[Opening Data excerpts section]
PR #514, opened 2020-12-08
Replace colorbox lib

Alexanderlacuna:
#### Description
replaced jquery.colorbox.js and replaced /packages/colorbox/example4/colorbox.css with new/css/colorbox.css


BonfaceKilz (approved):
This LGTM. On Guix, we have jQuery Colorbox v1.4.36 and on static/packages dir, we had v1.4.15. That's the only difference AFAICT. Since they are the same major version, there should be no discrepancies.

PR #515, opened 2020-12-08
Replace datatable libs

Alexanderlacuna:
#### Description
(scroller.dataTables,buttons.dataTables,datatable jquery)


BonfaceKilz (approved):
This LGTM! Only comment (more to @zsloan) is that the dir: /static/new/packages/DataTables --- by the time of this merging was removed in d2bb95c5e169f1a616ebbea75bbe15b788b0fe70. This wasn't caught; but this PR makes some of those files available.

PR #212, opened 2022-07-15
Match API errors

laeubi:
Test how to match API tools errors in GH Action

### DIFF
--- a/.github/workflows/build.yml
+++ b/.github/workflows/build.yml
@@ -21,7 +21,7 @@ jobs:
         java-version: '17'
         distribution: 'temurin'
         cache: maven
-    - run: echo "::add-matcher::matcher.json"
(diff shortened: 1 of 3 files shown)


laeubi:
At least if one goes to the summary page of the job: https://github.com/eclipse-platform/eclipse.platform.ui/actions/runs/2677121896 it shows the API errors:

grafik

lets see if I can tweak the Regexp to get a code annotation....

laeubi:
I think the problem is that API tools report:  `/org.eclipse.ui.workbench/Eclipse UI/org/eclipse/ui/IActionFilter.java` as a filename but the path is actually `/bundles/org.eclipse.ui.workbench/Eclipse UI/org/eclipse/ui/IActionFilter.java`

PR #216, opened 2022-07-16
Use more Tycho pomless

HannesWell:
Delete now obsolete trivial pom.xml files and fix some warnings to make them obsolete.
[Closing Data excerpts section]
[Opening Data excerpts section]
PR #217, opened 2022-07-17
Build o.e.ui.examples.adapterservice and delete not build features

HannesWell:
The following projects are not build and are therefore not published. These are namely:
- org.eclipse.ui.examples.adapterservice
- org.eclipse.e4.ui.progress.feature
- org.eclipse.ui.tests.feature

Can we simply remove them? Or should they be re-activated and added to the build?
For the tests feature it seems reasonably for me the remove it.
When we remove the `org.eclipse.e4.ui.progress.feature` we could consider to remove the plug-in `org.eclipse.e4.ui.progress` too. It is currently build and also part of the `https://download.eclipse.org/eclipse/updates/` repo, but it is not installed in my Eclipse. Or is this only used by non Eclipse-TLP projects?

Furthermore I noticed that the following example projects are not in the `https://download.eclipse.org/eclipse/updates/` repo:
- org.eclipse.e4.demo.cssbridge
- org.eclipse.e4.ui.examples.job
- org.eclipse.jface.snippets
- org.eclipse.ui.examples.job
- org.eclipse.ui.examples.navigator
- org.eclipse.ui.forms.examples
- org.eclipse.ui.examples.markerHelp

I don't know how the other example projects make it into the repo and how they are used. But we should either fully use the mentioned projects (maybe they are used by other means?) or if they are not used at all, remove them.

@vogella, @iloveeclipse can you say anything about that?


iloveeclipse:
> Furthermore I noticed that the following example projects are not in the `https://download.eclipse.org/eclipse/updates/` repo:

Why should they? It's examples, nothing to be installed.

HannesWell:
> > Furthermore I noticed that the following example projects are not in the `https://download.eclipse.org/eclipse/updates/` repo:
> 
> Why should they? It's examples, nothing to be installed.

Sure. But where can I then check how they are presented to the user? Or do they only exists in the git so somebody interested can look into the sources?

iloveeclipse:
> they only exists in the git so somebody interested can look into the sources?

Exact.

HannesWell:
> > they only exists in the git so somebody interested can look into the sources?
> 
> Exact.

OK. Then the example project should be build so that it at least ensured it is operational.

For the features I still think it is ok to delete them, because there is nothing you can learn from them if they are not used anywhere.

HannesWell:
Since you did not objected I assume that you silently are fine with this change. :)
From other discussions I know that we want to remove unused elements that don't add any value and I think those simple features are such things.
[Closing Data excerpts section]
[Opening Data excerpts section]
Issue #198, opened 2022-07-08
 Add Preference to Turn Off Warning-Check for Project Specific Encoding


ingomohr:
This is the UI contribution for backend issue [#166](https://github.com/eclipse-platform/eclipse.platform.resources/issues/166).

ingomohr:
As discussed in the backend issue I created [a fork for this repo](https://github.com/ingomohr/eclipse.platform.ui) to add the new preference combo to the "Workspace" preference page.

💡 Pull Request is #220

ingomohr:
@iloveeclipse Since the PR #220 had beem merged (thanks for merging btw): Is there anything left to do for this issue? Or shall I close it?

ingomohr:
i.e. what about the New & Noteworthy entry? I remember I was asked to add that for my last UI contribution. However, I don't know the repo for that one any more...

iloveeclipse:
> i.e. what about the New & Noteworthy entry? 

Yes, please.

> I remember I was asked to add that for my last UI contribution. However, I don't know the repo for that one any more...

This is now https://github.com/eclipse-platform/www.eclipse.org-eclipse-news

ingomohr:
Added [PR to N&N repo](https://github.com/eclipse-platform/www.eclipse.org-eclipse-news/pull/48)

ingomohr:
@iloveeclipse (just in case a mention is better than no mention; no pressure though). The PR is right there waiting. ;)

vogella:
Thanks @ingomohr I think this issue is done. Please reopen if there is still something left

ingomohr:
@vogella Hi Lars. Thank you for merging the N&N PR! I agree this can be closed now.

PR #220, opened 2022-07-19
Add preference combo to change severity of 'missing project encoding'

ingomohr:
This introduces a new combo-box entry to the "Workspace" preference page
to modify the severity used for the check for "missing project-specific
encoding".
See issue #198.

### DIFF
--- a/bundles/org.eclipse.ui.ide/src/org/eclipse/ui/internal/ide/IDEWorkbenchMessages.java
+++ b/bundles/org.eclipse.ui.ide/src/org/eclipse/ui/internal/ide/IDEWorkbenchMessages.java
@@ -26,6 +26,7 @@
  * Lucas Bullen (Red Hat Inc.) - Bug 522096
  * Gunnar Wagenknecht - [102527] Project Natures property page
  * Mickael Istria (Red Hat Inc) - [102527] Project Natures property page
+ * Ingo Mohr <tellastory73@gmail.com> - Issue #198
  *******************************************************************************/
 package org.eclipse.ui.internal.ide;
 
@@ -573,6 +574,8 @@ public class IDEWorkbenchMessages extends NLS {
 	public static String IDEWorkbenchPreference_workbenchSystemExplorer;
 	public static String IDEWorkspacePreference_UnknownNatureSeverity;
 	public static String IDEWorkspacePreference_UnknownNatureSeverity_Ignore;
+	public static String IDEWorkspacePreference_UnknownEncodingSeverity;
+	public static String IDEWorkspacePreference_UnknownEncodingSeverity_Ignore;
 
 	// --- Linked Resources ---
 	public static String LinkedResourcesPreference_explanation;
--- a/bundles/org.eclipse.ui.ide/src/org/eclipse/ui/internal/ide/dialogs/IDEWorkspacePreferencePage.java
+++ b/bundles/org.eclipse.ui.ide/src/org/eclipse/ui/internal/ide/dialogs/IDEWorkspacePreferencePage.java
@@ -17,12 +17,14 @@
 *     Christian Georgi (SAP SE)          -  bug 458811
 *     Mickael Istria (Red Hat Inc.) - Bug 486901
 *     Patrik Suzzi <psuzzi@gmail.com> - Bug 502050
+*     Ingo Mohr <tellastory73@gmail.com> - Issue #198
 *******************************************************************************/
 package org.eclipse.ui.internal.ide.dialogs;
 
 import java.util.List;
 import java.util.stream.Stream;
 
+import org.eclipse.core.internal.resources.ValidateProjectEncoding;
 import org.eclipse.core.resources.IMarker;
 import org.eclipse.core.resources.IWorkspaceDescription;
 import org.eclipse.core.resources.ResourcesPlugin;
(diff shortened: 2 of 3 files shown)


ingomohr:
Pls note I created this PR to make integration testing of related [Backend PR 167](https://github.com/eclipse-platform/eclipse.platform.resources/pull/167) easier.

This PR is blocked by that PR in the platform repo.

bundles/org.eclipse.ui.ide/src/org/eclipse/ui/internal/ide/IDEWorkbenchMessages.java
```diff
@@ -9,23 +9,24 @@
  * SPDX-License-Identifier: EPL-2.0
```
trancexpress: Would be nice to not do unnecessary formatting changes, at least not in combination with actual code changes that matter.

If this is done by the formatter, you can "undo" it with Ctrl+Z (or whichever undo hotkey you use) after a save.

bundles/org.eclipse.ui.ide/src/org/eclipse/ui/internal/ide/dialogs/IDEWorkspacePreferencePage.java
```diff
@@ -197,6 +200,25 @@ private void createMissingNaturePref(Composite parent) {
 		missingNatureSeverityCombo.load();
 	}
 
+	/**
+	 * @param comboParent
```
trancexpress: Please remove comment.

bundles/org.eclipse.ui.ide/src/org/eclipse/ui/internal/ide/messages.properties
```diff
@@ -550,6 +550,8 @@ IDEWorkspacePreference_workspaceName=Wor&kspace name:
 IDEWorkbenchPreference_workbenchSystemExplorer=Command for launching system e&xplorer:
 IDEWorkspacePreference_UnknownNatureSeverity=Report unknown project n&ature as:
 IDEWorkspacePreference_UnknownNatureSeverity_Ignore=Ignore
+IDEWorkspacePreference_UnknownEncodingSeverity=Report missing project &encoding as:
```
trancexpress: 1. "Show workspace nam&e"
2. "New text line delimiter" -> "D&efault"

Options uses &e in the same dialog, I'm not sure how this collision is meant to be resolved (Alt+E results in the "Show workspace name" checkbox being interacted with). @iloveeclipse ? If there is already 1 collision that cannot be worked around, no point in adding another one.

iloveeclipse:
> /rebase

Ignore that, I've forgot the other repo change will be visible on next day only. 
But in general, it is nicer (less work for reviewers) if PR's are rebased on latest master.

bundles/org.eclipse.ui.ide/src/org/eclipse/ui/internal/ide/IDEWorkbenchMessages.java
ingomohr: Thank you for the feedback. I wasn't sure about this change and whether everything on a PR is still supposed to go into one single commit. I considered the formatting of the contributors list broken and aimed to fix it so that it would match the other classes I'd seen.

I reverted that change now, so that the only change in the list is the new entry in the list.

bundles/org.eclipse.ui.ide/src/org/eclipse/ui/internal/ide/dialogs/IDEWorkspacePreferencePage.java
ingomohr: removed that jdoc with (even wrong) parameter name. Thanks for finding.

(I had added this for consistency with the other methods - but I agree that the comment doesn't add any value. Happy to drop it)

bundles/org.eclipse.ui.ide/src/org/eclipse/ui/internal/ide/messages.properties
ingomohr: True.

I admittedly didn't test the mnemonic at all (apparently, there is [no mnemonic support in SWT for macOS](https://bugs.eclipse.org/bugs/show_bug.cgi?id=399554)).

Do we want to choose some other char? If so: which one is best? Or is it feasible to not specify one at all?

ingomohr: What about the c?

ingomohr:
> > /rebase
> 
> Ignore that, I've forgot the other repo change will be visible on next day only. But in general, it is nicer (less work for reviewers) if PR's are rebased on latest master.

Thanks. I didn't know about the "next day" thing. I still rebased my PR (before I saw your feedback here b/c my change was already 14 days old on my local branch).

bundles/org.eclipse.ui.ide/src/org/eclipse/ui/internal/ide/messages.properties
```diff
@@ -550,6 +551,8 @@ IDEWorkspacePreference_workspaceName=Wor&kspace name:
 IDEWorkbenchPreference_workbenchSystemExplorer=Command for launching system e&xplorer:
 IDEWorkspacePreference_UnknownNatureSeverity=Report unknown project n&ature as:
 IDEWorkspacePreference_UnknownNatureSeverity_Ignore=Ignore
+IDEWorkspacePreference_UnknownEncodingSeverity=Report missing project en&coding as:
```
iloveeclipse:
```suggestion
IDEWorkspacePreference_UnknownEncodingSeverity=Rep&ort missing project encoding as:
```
[Closing Data excerpts section]
* **Work task**:
What you give back should be exactly the lines of the data above from the line with "(diff shortened: 1 of 3 files shown)" through the line with "Delete now obsolete", both of those included, and nothing more.

* **Response**:
(diff shortened: 1 of 3 files shown)


laeubi:
At least if one goes to the summary page of the job: https://github.com/eclipse-platform/eclipse.platform.ui/actions/runs/2677121896 it shows the API errors:

grafik

lets see if I can tweak the Regexp to get a code annotation....

laeubi:
I think the problem is that API tools report:  `/org.eclipse.ui.workbench/Eclipse UI/org/eclipse/ui/IActionFilter.java` as a filename but the path is actually `/bundles/org.eclipse.ui.workbench/Eclipse UI/org/eclipse/ui/IActionFilter.java`

PR #216, opened 2022-07-16
Use more Tycho pomless

HannesWell:
Delete now obsolete trivial pom.xml files and fix some warnings to make them obsolete.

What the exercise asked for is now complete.